Work instruction: Only the lines that include "annashamray" should be copied from the data below.

==*==

PR #24, opened 2020-02-05
Feature/set celery tasks

annashamray:


bin/celery_worker.sh
```diff
@@ -9,3 +9,4 @@ celery worker \
     --app camunda_worker \
     -l $LOGLEVEL \
     --workdir src \
+    -B
```
sergei-maertens: hrm, this should only be for dev purposes and not run in production, right?

src/camunda_worker/tasks/migrations/0003_change_callback_path.py
```diff
@@ -0,0 +1,25 @@
...
+        mapping.callback = ".".join(bits)
+        mapping.save()
+
+
+class Migration(migrations.Migration):
+
+    dependencies = [("tasks", "0002_auto_20200120_1240")]
+
+    operations = [
+        migrations.RunPython(rewrite_callback_paths, migrations.RunPython.noop)
```
sergei-maertens: can you correctly implement the reverse migration insead of `noop`, or leave it out so that migrations can not be reverted?

I could now migrate, reverse, and migrate again and then I get `.worker.worker` in the callback.

src/camunda_worker/tasks/tasks/celery.py
```diff
@@ -0,0 +1,59 @@
...
+
+
+@app.task()
+def task_fetch_and_lock():
+    worker_id, num_tasks, tasks = fetch_and_lock(settings.MAX_TASKS)
+
+    logger.info("fetched %r tasks with %r", num_tasks, worker_id)
+
+    for task in tasks:
+        task_execute_and_complete(task.id)
```
sergei-maertens:
```suggestion
        task_execute_and_complete.delay(task.id)
```

I think the fetching and locking should be decoupled from the actual execution - now the execution is done synchronously as part of the fetch and lock task.

src/camunda_worker/tasks/tasks/celery.py
```diff
@@ -0,0 +1,59 @@
...
+    return num_tasks
+
+
+@app.task()
+def task_execute_and_complete(fetched_task_id):
+    fetched_task = FetchedTask.objects.get(id=fetched_task_id)
```
sergei-maertens: I'd filter this queryset down to tasks that have a status that qualifies them for processing - so you don't accidentally execute a completed task.

src/camunda_worker/tasks/tasks/celery.py
```diff
@@ -0,0 +1,59 @@
...
+
+    fetched_task.status = Statuses.in_progress
+    fetched_task.save()
+
+    # execute
+    try:
+        execute(fetched_task)
+    except Exception as exc:
+        logger.debug("Task %r has failed with error: %r", fetched_task_id, exc)
```
sergei-maertens:
```suggestion
        logger.debug("Task %r has failed with error: %r", fetched_task_id, exc, exc_info=True)
```
will include the exception details in the logging setup as well.

src/camunda_worker/tasks/tasks/celery.py
```diff
@@ -0,0 +1,59 @@
...
+
+        return
+
+    logger.info("Task %r is executed", fetched_task_id)
+
+    # complete
+    try:
+        complete(fetched_task)
+    except Exception as exc:
+        logger.debug("Task %r has failed with error: %r", fetched_task_id, exc)
```
sergei-maertens: I'd avoid using the exact same logging message - `execute` and `complete` had very different natures

src/camunda_worker/tasks/tasks/celery.py
```diff
@@ -0,0 +1,59 @@
...
+
+        fetched_task.status = Statuses.failed
+        fetched_task.save()
+
+        return
+
+    logger.info("Task %r is completed", fetched_task_id)
```
sergei-maertens: shouldn't you also set the `FetchedTask` status to completed?

annashamray: statuses `performed` and `completed` are set in the `tasks/api.py`

src/camunda_worker/tasks/tasks/celery.py
annashamray: added more details to the description of failed tasks

src/camunda_worker/tasks/tasks/celery.py
annashamray: the task invokes `execute` and `complete` api, which process different statuses and can raise specified exceptions if the statuses are not correct

src/camunda_worker/tasks/migrations/0003_change_callback_path.py
annashamray: `reverse_code` is removed from operation

src/camunda_worker/tasks/tasks/celery.py
sergei-maertens: right, forgot about that :-)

==*==

Output of the task:
annashamray:
annashamray: statuses `performed` and `completed` are set in the `tasks/api.py`
annashamray: added more details to the description of failed tasks
annashamray: the task invokes `execute` and `complete` api, which process different statuses and can raise specified exceptions if the statuses are not correct
annashamray: `reverse_code` is removed from operation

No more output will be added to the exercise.